PR #193, opened 2019-09-27
Thumbnail bug-fix for non-local file system

zemogle:
There is a bug when files are non-locallly handled (i.e. via S3). Currently filenames and paths are passed. This PR passes file objects to the jpeg creation service.

This requires `fits2image==0.4.1` which is at present also a pending PR https://github.com/LCOGT/fits2image/pull/4


dmcollom:
Looks fine--can you fix the tests though?

zemogle:
Good point. I've fixed them up now.

PR #201, opened 2019-10-04
add TNS broker

griffin-h:
I made a first attempt at an alert broker module to query the [Transient Name Server](https://wis-tns.weizmann.ac.il) by name, coordinates, and/or discovery date.


Fingel:
Excellent! Thank you Griffon.

PR #207, opened 2019-10-18
Fix/dataproduct tags

dmcollom:
This pull request contains the following:

* Renames DataProduct.tag -> DataProduct.data_product_type to avoid confusion with Target.tag. This may or may not be ill-advised.
* Adds DATA_PRODUCT_TYPES to settings.py and removes constraints on model field.
* Adds migration script to rename column and ensures consistency in type casing.


dmcollom:
Now that I think about it again, because I've agonized over this, data_product_type may not be the best decision either, as it implies a distinct value, and there's definitely overlap between some data products and some types.

dmcollom:
No, you aren't missing anything. Previously the data processing was reliant on the built-in types that were set up in the models themselves. Now, since we're making them user-configurable, yes, there is an expectation that either they keep the built-in ones (hence the warning comment in `settings.py`), or override the data processor.

I am by no means tied to the solution. It's very possible that I'm a little myopic on this as I tried to adapt the existing solution to fit Edward's desires. Happy to (and would prefer) have a larger discussion on this, since we were discussing redoing a lot of this code anyway.

Fingel:
Maybe instead of the `data_processor.py` class handing every data type we map data processors directly to types.  If someone wants to customize how photometry is processed they just change the setting to point to a different class for photometry. Or if you they have a completely different type they can add it to the settings and map it to a processor class.
I think the entrypoint is just one level too high currently, if that makes sense.

dmcollom:
I think that makes sense, and was very much what I was trying to get at with the original solution, but this is a better architecture.

dmcollom:
This now has the improvements that we're (hopefully) looking for. All data processors have to inherit from `DataProcessor` and implement `process_data`, which is what `run_data_processor` calls.

@Fingel let me know if you think there are any shortcomings here, and if the docs adequately explain it. I'll update docstrings in the meantime, since those are yet to be done.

◆ What you need to do ◆
From the line holding "not be ill-advised." to the line holding "No, you aren't", inclusive, restate each line above exactly as written.

◆ Solution to this task ◆
* Renames DataProduct.tag -> DataProduct.data_product_type to avoid confusion with Target.tag. This may or may not be ill-advised.
* Adds DATA_PRODUCT_TYPES to settings.py and removes constraints on model field.
* Adds migration script to rename column and ensures consistency in type casing.


dmcollom:
Now that I think about it again, because I've agonized over this, data_product_type may not be the best decision either, as it implies a distinct value, and there's definitely overlap between some data products and some types.

dmcollom:
No, you aren't missing anything. Previously the data processing was reliant on the built-in types that were set up in the models themselves. Now, since we're making them user-configurable, yes, there is an expectation that either they keep the built-in ones (hence the warning comment in `settings.py`), or override the data processor.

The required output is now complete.